I was pleased to receive an email back from the Mad River Path Association the very next morning. They were as surprised as I was about the glitter and immediately began investigating. As I mentioned earlier, it turns out this was not a part of Story Walk, so my apologies for assuming it was. That leaves all involved wondering where the glitter came from and why. Was it a prank? Was it someone’s ignorant attempt to make the path more “magical”? Who’s responsible for this random act of glittering and how the heck do we clean it up?

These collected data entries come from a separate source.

PR #139, opened 2023-06-09
Add `Transformers` model and `Completion` sequence generation

rlouf:
## Some notes on sequence generation

If we note $\boldsymbol{t} = (t_1, \dots, t_n)$ a sequence of $n$ tokens that represent a string, then we can define the next token $t_{n+1}$ in the sequence as the following random variable:

$$
\begin{align*}
\boldsymbol{\alpha} &= \mathrm{LM}(\boldsymbol{t}, \boldsymbol{\theta})\\
t_{n+1} &\sim \mathrm{Categorical}({\boldsymbol{\alpha}})
\end{align*}
$$

where $\boldsymbol{\theta}$ is the set of trained parameters. This random variable's support is the entire token vocabulary $\mathcal{V}$ (~ $10^3$ to $10^4$ tokens). In the following, the $\mathrm{LM}$ function will typically refer to a deep neural network trained on next-token-completion tasks, but it does not need to be and can be as simple as a function that returns a constant vector with equal values.

This random variable is the basic building block that allows us to sample text sequences. Representing these random variables explicitly is thus the first step in an effort to refactor the generation process in Outlines to make it more flexible, to allows a larger variety of sequence-generating processes and ways to sample them.

Using the same model call we can define many other random variables by manipulating the output logits $\boldsymbol{\alpha}$, randomly or deterministically. A particularly interesting example is when one applies a boolean mask $m$ to restrict the support of the distribution like so:

$$
\begin{align*}
\boldsymbol{\alpha} &= \mathrm{LM}(\boldsymbol{t}, \boldsymbol{\theta})\\
\tilde{\boldsymbol{\alpha}} &= m \odot \boldsymbol{\alpha}\\
t_{n+1} &\sim \mathrm{Categorical}({\tilde{\boldsymbol{\alpha}}})
\end{align*}
$$

This mask can encode some a priori knowledge about what the support should be. For instance:
- We want the random variable to represent a digit;
- We want to exclude the `<EOS>` (end-of-sequence) token from the support;
- We want the random variable to match the `[a-zA-Z]` regular expression.

We can summarize the above in the following notation:

$$
t_{n+1} \sim \mathrm{Token}_m(\boldsymbol{t})
$$

where $\mathrm{Token}_m$ is a random variable with support $\mathcal{V} \backslash \left\\{ i | m_i = 0 \right\\}$ and parametrized by $\boldsymbol{t}$.

## In practice

Generating a text sequence using language models requires:
- A language model that returns next-token logits given an input sequence;
- A model that describes how a sequence is to be generated

### Models

In this PR we introduce the `Transformers` object which is responsible of initializing and calling the model. This implicitly defines the interface that models have with the rest of the library (a parent class will be added). In particular:

- Models accept a NumPy array of token ids and return a NumPy array that contains the logits. The NumPy interface simplifies the rest of the library, and we make the assumption that transferring these arrays back-and-forth between the CPU and the device is not the limiting factor in performance.
- Caching is handled at the model level. We need to cache and persist input ids to logit calls (for repeating call of the same workflow during development), and the model's k-v cache for repeated calls with overlapping prompts.

The k-v cache will require some careful thought, and will likely have to be customized to the particular class of models for which it is implemented (`transformers`, `llama.cpp`, etc.). My initial though is to build a trie that we query each time the model is called; this cache is attached to the model instance.

Another difficulty arises when the workflow uses different local models, since we cannot hold all of the models' weights in memory. We may need a process that supervises the models so that when a model is called we know whether it is currently loaded in memory.

We don't necessarily need to solve both these problems now, and they can be turned into issues.

### Sequences

Sequences are objects that represent a sequence-generation model; when called with a prompt or a list of prompt they generate the sequence(s). Here we implement the simplest possible sequence, completion until an EOS token is found. The proposed API is as follows:

```python
import outlines.text as text

completion = text.completion(model)("say something")
new_completion = text.completion(model)(completion)
```

When sampling generations we can simply return a (list of) string(s), but for more advanced generation mechanisms we will need to return a state object that contains both the completion and the corresponding probabilities. This also means that we will need to unpack/repack the state when calling python functions in the middle of a chain.

### Local model and API calls

Models based on API calls are less flexible; for instance we cannot shape the proposals completely (when we can) and don't have access to the logits. They have a different interface and will thus need to inherit from a different base class.

This also means that the `Sequence` implementation needs to be different; to make this transparent to the user we implement `completion` function which dispatches to `Completion` when the logits are available, and to a custom implementation when it is not. It can possibly fail when some generation constraints cannot be applied when calling the API.


rlouf:
Left to implement:

## Models

- [ ] Adding cache to the `__call__` method and persist to disk
- [ ] Add cache for kv values
- [ ] Abstract tokenizer calls to unify interface and add `TransformersTokenizer` class

## Completion

- [ ] Add `Sequence` parent class, which contains the `step` and `__call__` implementations
- [ ] Test `vectorized_choice`
- [ ] Test `Completion` with mock model and tokenizers
- [ ] Test `is_finished` in isolation

thomasahle:
> The k-v cache will require some careful thought, and will likely have to be customized to the particular class of models for which it is implemented (transformers, llama.cpp, etc.). My initial though is to build a trie that we query each time the model is called; this cache is attached to the model instance.

It might be easier to allow the user to handle the caching. That way the model doesn't have to save all the text it has ever been prompted with. E.g.
```
prompt = "Here's a bunch of examples"
_text, kv_cache = model.generate(prompt, tokens=0, return_kv=True)  # Don't generating any text, just return the kv-cache
output1 = model.generate("", context=kv_cache)  # Use kv-cache from previous generation
output2 = model.generate("", context=kv_cache)  # Use kv-cache from original generation
```

I think this is a bit similar to how Hugging Face handles kv-caches right now.

It would also allow using a kv_cache that has been "learned" by fine-tuning, rather than representing an actual prefix.

At some point we'd like to give the model access to a vector db of "external" key-value pairs. I wonder if you are interested in having such a feature in outlines as well.

rlouf:
> It might be easier to allow the user to handle the caching. That way the model doesn't have to save all the text it has ever been prompted with. E.g.

It will be easier across generation calls, I agree. In which case I'd just return a state that contains more than the completion, or a tuple `(state, extra)` by default. We'd need to do this to return extra info about the generation process, e.g. with SMC sampling. To be refined but something like:

```python
import outlines.text as text

completion, extra = text.completion(model)(prompt)
_ = text.completion(model, kv_cache=extra.kv_cache)(completion)
```

We will still need to manage the k-v cache internally when sampling a single sequence, however.

> I think this is a bit similar to how Hugging Face handles kv-caches right now.

Not sure HF returns the kv cache with the `generate` method, not that it really matters.

> It would also allow using a kv_cache that has been "learned" by fine-tuning, rather than representing an actual prefix.
> At some point we'd like to give the model access to a vector db of "external" key-value pairs. I wonder if you are interested in having such a feature in outlines as well.

All valid use cases which justify allowing external cache management.

I won't implement the k-v cache in this PR, which is getting too big already, but will open an issue instead. I will copy over these comments and add a reference to that [vLLM](https://github.com/vllm-project/vllm) paper as well.

rlouf:
> Left to implement:
> 
> ## Models
> * [ ]  Add cache to the `__call__` method and persist to disk
> * [ ]  Add cache for kv values

This is almost ready for review. I just want to do some extra cleanup, in particular the `__call__` code could be a tad cleaner. I won't implement the other model-related items, and will open issues instead. Same for the re-implementation of `stop_at`,  `Choice`, `Integer`, `Float`, the OpenAI integration and SMC sampling.

outlines/models/transformers.py
```diff
@@ -0,0 +1,101 @@
...
+            self.tokenizer.pad_token = self.tokenizer.eos_token
+            self.pad_token_id = self.eos_token_id
+        else:
+            self.pad_token_id = self.tokenizer.pad_token_id
+            self.pad_token = self.tokenizer.pad_token
+
+    def encode(
+        self, prompt: Union[str, List[str]]
+    ) -> Tuple[NDArray[np.int64], NDArray[np.int64]]:
+        output = self.tokenizer(prompt, padding=True, return_tensors="np")
```
brandonwillard, line 84: Pass-through arguments here, too?

outlines/text/sequences/sequence.py
```diff
@@ -0,0 +1,238 @@
...
+        num_tokens = token_ids.shape[-1]
+        new_token_ids = np.empty(batch_shape + (num_tokens + 1,), dtype=np.int64)
+
+        token_ids_finished = token_ids[is_finished]
+        batch_shape_finished = token_ids_finished.shape[:-1]
+        token_ids_finished = np.concatenate(
+            [
+                token_ids_finished,
+                self.model.tokenizer.pad_token
+                * np.ones(batch_shape_finished + (1,), dtype=np.int64),
```
brandonwillard, line 137: Can we use the broadcasting functions here instead?  Might remove a temporary array creation if the `ones` are only used for broadcasting.

outlines/text/sequences/sequence.py
```diff
@@ -0,0 +1,238 @@
...
+):
+    """Vectorized implementation of `np.random.choice`.
+
+    `np.random.choice` does not support arrays of probability. This implements
+    the equivalent of this function where the `p` argument can be a matrix.
+
+    Note
+    ----
+    `searchsorted` might be more efficient here since the number of elements
+    can be quite large.
```
brandonwillard, line 217: That's [what we used in Aesara](https://github.com/aesara-devs/aesara/blob/2368ed3e7f14801785280038094ac99773e876a6/aesara/tensor/random/basic.py#LL1970C26-L1970C26).

brandonwillard (commented):
Just some minor comments for now.  Still looking over it, though.

outlines/text/sequences/sequence.py
rlouf: Made the change. Note that despite the smaller complexity `searchsorted` is slower for small arrays, but here the vocabulary is large and I found appreciable speedups for size ~ 10k+.

outlines/text/sequences/sequence.py
rlouf: Also changed the implementation in `expand_attention_mask`

outlines/models/transformers.py
rlouf: We can use pass-through arguments here too, although it makes no sense to override the values of `padding` and `return_tensor`.

outlines/text/sequences/sequence.py
```diff
@@ -0,0 +1,243 @@
+from typing import List, Optional, Tuple, Union
+
+import numpy as np
+from numpy.typing import NDArray
+
+
+class Sequence:
```
rlouf, line 7: Wondering if `SequenceGenerator` might be a better name. We might want to introduce a `Sequence` state object later on to track quantities such as last output, logprobs and the KV cache.

rlouf: In the same vein, should we rename the `sequences` directory to `generation`?  Calling `text.generation.completion` is more explicit than `text.sequences.completion` imo.

outlines/models/tokenizer.py
```diff
@@ -0,0 +1,23 @@
+from typing import List, Tuple, Union
+
+import numpy as np
+from numpy.typing import NDArray
+
+
+class Tokenizer:
```
rlouf, line 7: Should this subclass `Protocol`? I'm not sure what the difference is with this implementation.

outlines/models/transformers.py
```diff
@@ -0,0 +1,104 @@
...
+from outlines.models.tokenizer import Tokenizer
+
+if TYPE_CHECKING:
+    from transformers import PreTrainedModel, PreTrainedTokenizer
+
+
+__all__ = ["transformers"]
+
+
+class Transformers:
```
rlouf, line 16: Should we add a model protocol, or wait until we have several model implementations?

outlines/text/sequences/sequence.py
rlouf: Oh and should this be an abstract base class?

outlines/text/sequences/sequence.py
```diff
@@ -0,0 +1,243 @@
...
+            ],
+            axis=-1,
+        )
+
+        new_token_ids[~is_finished] = token_ids_unfinished
+        new_token_ids[is_finished] = token_ids_finished
+
+        return new_token_ids
+
+    def __call__(
```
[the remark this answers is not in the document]
brandonwillard: Yes; I think we should almost always allow fine-grained control over the RNG states in use.

outlines/text/sequences/sequence.py
```diff
@@ -0,0 +1,243 @@
...
+
+
+vsearchsorted = np.vectorize(np.searchsorted, otypes=[int], signature="(n),()->()")
+
+
+def vectorized_random_choice(
+    items: NDArray[np.int64],
+    p: NDArray[np.float64],
+    samples: int = 1,
+):
```
brandonwillard, line 212: This could use an RNG state parameter, as hinted at above.

outlines/text/sequences/sequence.py
brandonwillard: > Wondering if `SequenceGenerator` might be a better name. We might want to introduce a `Sequence` state object later on to track quantities such as last output, logprobs and the KV cache.

Sounds like we might want to make these actual Python generators.

rlouf: The issue I see with making these Python generators, is that there are cases in which we need to post-process the generated string. For instance when you want to stop generation after a given string has been generated, you generally don't want said string to be included (see [here](https://github.com/normal-computing/outlines/blob/7901224b3a663ed9863a89a2d08f0744c6184781/examples/pick_odd_one_out.py#L37) for instance).

brandonwillard: > The issue I see with making these Python generators, is that there are cases in which we need to post-process the generated string. For instance when you want to stop generation after a given string has been generated, you generally don't want said string to be included (see [here](https://github.com/normal-computing/outlines/blob/7901224b3a663ed9863a89a2d08f0744c6184781/examples/pick_odd_one_out.py#L37) for instance).

Could we formulate this in a more functional/"stream" processing way, so that the kind of post-processing you describe is applied to the stream/generator returned to the user?

rlouf: It's worth trying

rlouf:
I added integration tests for `Completion` using a `transformers` model, and allowed fine-grained control over the RNG states in `Sequence`. In my opinion, making `Sequence` a python generator requires more thinking, and can always be done later once this PR is merged.

I am also unsure about the naming, but this can be changed before the next release once we're at feature parity with the current API. Addressing #162 may also impact the naming down the line.

This is ready for another review.

arunpatro:
Hi all, 

I couldn't find documentation for this code. Is there any way to generate the docs? Nevertheless, I played around with this branch. 

```
import outlines.text as text
import outlines.text.sequences as sequences

model_name = "gpt2"
llm = models.transformers(model_name, device="cuda")

outs=sequences.completion(llm, max_tokens=200)("Say something")

print(outs)
```

I am trying to figure out the right way to use the API correctly. This snippet shows the model is indeed loaded in the GPU, but a 0% gpu-util. And its over 3mins but no output. I observe a non-zero gpu-util on MPS, but still takes forever.

rlouf:
> I couldn't find documentation for this code. Is there any way to generate the docs?

It's not documented yet, API might still change.

> I find a large difference in native hf generation vs this api generation. Is it because of the constant device-cpu tensor-NDArray conversions? 

Could be, or I'm doing something wrong with the arrays. Given the size of token id arrays I didn't think it would make a huge difference, but I will need benchmark this.

> Can we also provide a warning message if no. of tokens is not specified, this would not terminate the while True loop, if a stopping_criterion is also not mentioned. 

The default stopping criterion is `EOS`, which I think GPT2 does not have? It may be a good idea to set a default value for `max_tokens` or a warning as you suggested.

rlouf:
I timed Outlines and `transformers` using the following code. I include encoding/decoding for a fair comparison:

```python
def test_time_outlines():
    import time
    from outlines.text.sequences.completion import completion

    now = time.time()
    sequence = completion(model, max_tokens=100)("This is a prompt")
    print(f"Outlines: {time.time()-now:.2f}")

def test_time_hf():
    import time

    now = time.time()
    model = AutoModelForCausalLM.from_pretrained("gpt2")
    tokenizer = AutoTokenizer.from_pretrained("gpt2")
    inputs = tokenizer(["This is a prompt"], return_tensors="pt")
    out = model.generate(**inputs, do_sample=True, max_new_tokens=100)
    sequence = tokenizer.batch_decode(out)
    print(f"HuggingFace: {time.time()-now:.2f}")
```

On CPU it is a wash, and I am yet to try this on GPU. Is that where you saw the difference? Could you post the code you used and some measurements?

outlines/models/transformers.py
```diff
@@ -0,0 +1,102 @@
...
+    def __init__(
+        self,
+        model: "PreTrainedModel",
+        tokenizer: "PreTrainedTokenizer",
+        device: Optional[str] = None,
+    ):
+        import torch
+
+        if device is None:
+            if torch.cuda.is_available():
```
rlouf, line 28: I don't think we should do this automatically

outlines/text/sequences/sequence.py
```diff
@@ -0,0 +1,259 @@
...
+        else:
+            batch_shape = token_ids.shape[:-1]
+            is_finished = np.zeros(batch_shape, dtype=np.bool_)
+
+        while True:
+            num_generated_tokens = token_ids.shape[-1] - num_prompt_tokens
+            if np.all(is_finished) or num_generated_tokens == self.max_tokens:
+                break
+
+            token_ids_unfinished = token_ids[~is_finished]
```
rlouf, line 197: Boolean indexing introduces a lot of copying at each step, wondering how inefficient that might be.

outlines/text/sequences/sequence.py
```diff
@@ -0,0 +1,259 @@
...
+        pad tokens to the finished sequences.
+
+        """
+        batch_shape = token_ids.shape[:-1]
+        num_tokens = token_ids.shape[-1]
+        new_token_ids = np.empty(batch_shape + (num_tokens + 1,), dtype=np.int64)
+
+        token_ids_finished = token_ids[is_finished]
+        batch_shape_finished = token_ids_finished.shape[:-1]
+        token_ids_finished = np.concatenate(
```
rlouf, line 142: cf comment on Boolean indexing below. Padding could be performed once at the end of generation.

rlouf:
> What is the intuition here? How can outlines be faster than native, considering we do a lot of work on top? Are we avoiding extra boilerplate code that HF has inside their `generate` function? 

We do _less_ things than native in `completion`, I don't use the `generate` method models but call their forward method to get the logits and then do the sampling myself. Several benefits:

1. To draw several samples, `transformers` duplicates the input as many times as there are samples and then does the forward pass with this batched input. `outlines` run the forward pass with the single input and then draws several samples using the logits;
2. When doing inference in batch `transformers` keeps feeding finished sequences to the model. Outlines only feeds the unfinished sequences.

arunpatro:
I see, that makes sense. 

> The reason I decouple the model call / sampling this way is to be able to support different model providers and sampling methods (like SMC) in the future.

I like this design decision,  of de-coupling the model and the generation process. 

Question: Why does outlines code not load the model in GPU automatically? According to the code I see, if `device=None`, it should be auto inferred right? Instead of `device=None`, maybe we can keep the default as `device='auto'`, which would imply the meaning correctly. 

I also ran your test cases and I can confirm that outlines is faster on cuda for `gpt2` however I cannot say the same for any other model.

```python
# model_name = "gpt2"
model_name = "togethercomputer/RedPajama-INCITE-Instruct-3B-v1"
prompt = "This is a prompt"

def test_time_outlines():
    import time

    from outlines.text.sequences.completion import completion

    now = time.time()
    model = models.transformers(model_name)
    sequence = completion(model, max_tokens=100)(prompt, samples=10)
    print(f"Outlines: {time.time()-now:.2f}")


def test_time_hf():
    import time

    now = time.time()
    model = AutoModelForCausalLM.from_pretrained(model_name)
    inputs = tokenizer([prompt], return_tensors="pt")
    out = model.generate(**inputs, do_sample=True, max_new_tokens=100, num_return_sequences=10, use_cache=False)
    sequence = tokenizer.batch_decode(out)
    print(f"HuggingFace: {time.time()-now:.2f}")
    
  
def test_time_outlines_cuda():
    import time

    from outlines.text.sequences.completion import completion

    now = time.time()
    model = models.transformers(model_name, 'cuda')
    sequence = completion(model, max_tokens=100)(prompt, samples=10)
    print(f"Outlines: {time.time()-now:.2f}")

 
def test_time_hf_cuda():
    import time

    now = time.time()
    model = AutoModelForCausalLM.from_pretrained(model_name).to('cuda')
    inputs = tokenizer([prompt], return_tensors="pt")['input_ids'].to('cuda')
    out = model.generate(inputs, do_sample=True, max_new_tokens=100, num_return_sequences=10, use_cache=False)
    sequence = tokenizer.batch_decode(out)
    print(f"HuggingFace CUDA: {time.time()-now:.2f}")
```

The times show that HF is faster than Outlines on both cuda and cpu (for `use_cache=False`)

HuggingFace CUDA: 31.83
Outlines CUDA: 47.30
HuggingFace: 88.90
Outlines: 230.86

rlouf:
Thanks! Are those average times over several runs? I'm asking because with any other model than GPT2 the sequence is likely to terminate before `max_tokens` is reached (when `EOS` is found).

A possibility is that with a bigger vocabulary we're paying for the memory transfer, which may be avoided by delegating next-token-sampling to the model class as well. This way we're only transferring a few tokens instead of the full logits. The reason for keeping NumPy is to keep as much generality as we can if we want to include llamacpp, or even JAX or TF `transformers` models.

arunpatro:
> Thanks! Are those average times over several runs? I'm asking because with any other model than GPT2 the sequence is likely to terminate before `max_tokens` is reached (when `EOS` is found).

No, these are not average numbers, but I ran this multiple times, and its similar. 

> PS: do you need an A100 for a 3B model?

Not really, but I am experimenting with upto 13B models, and sometimes I need a lot of GPU-RAM cuz of batchsizes (vLLM requirements, etc)

rlouf:
> Question 2: Why are we moving back and forth torch and numpy arrays? I modified this branch to only use torch.tensors and it can be drop in replacement (except MPS devices because `torch.searchsorted` is not implemented for MPS)

I have thought more about this, and there's probably no good reason to not be using PyTorch as the default. This would allow to keep a strict separation between model calls and logit manipulation without moving memory around. Arrays output by llamacpp can be converted into `torch.Tensor` at virtually no cost, and apparently so can JAX and TF arrays (although that's slightly more complicated).

arunpatro:
> Because HF models are loaded on cpu by default, and you need to explicitly move them to another device. I'm following their conventions as much as I can. Do you think we should do differently?

No, this is good. We should stick to HF wherever we can for defaults. The correct and fastest way to load model to device, is to use `config.device_map = 'auto'` which HF also expects as `**kwargs`.

outlines/text/generate/sequence.py
```diff
@@ -0,0 +1,259 @@
...
+        probabilities and then sample one or several new tokens from a
+        categorical distribution parametrized by these probabilities.
+
+        Parameters
+        ----------
+        rng
+            NumPy random number Generator instance
+        token_ids
+            The token ids passed as an input to the model, of shape `batch_shape
+            + (num_tokens,)`.  The generated token is a random variable
```
brandonwillard, line 54: Is `num_tokens` supposed to be `samples`?

outlines/text/generate/sequence.py
```diff
@@ -0,0 +1,259 @@
...
+        contains the completion (input token ids and generated token ids) and an
+        array of shape `new_batch_shape + (vocab_size,)` that contains the next
+        token probabilities. `new_batch_shape` is computed by removing dimensions
+        of size one in `(samples,) + batch_shape`.
+
+        """
+        num_input_dims = token_ids.ndim
+        probs = self.model(token_ids, attention_mask)
+
+        # Sample `samples` new tokens
```
brandonwillard, line 71:
```suggestion
        # Sample `samples`-many new tokens
```

outlines/text/generate/sequence.py
```diff
@@ -0,0 +1,259 @@
...
+        vocab_size = probs.shape[-1]
+        next_token_ids = vectorized_random_choice(
+            rng, np.arange(vocab_size), probs, samples
```
brandonwillard, line 74: We might want to consider how we can avoid creating an array like `np.arange(vocab_size)` if possible.  If `vectorized_random_choice` is only indexing that array, then we should be able to in at least this case, no?

brandonwillard (approved):
Minor questions and comments; otherwise, I'm good with moving forward on this.

outlines/text/generate/sequence.py
```diff
@@ -0,0 +1,259 @@
...
+
+            num_batch_dims = token_ids.ndim - 1
+            repetitions = (samples,) + (1,) * num_batch_dims
+            attention_mask = np.tile(attention_mask, repetitions)
+            attention_mask = self.expand_attention_mask(attention_mask)
+        else:
+            batch_shape = token_ids.shape[:-1]
+            is_finished = np.zeros(batch_shape, dtype=np.bool_)
+
+        while True:
```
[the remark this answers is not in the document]
rlouf: Yeah afaik everything is covered in that function.

outlines/text/generate/sequence.py
rlouf: The naming is unclear. `samples` = `num_sampled_sequences` and `num_tokens` = number of tokens in the sequences. I'll try to make this clearer.

outlines/text/generate/sequence.py
rlouf: Good catch!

Many of those questions will never have answers, and the clean-up question is really the only one that can be realistically focused on. Speaking of which, do you know any way to clean up glitter from grass and mud and rocks spread out for almost a mile? I’d love to hear your ideas. 🙂
I’m not beyond seeing the humor in all of this. I can see in some teenager’s mind that turning our path into a silver version of the Yellow Brick Road might seem like a brilliant idea, especially after smoking some Vermont Green. That said, as a culture I believe we’re past the point of laughing off environmental blunders. The Mad River Path brings joy, wonder and relaxation to hundreds if not thousands of people every year. It, along with all of our natural resources, needs to be respected and cared for.
The world right now is outraged by the BP Oil Spill, but few people seem to care if someone drops a gun wrapper or a cigarette butt on the ground. Where do we draw the line and when do we as a society stand up to educate ourselves on how the small environmental impacts we make every day accumulate in massive ways? I’m standing up for glitter. Hey, we all have to choose our battles, right?